=== Begin Enclosure ===
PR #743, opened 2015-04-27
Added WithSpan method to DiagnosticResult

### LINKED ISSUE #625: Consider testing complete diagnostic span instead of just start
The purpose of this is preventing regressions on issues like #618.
=== End Enclosure ===
### What needs to be done
Restate the full material word for word.

### Result for this task
PR #743, opened 2015-04-27
Added WithSpan method to DiagnosticResult

### LINKED ISSUE #625: Consider testing complete diagnostic span instead of just start
The purpose of this is preventing regressions on issues like #618.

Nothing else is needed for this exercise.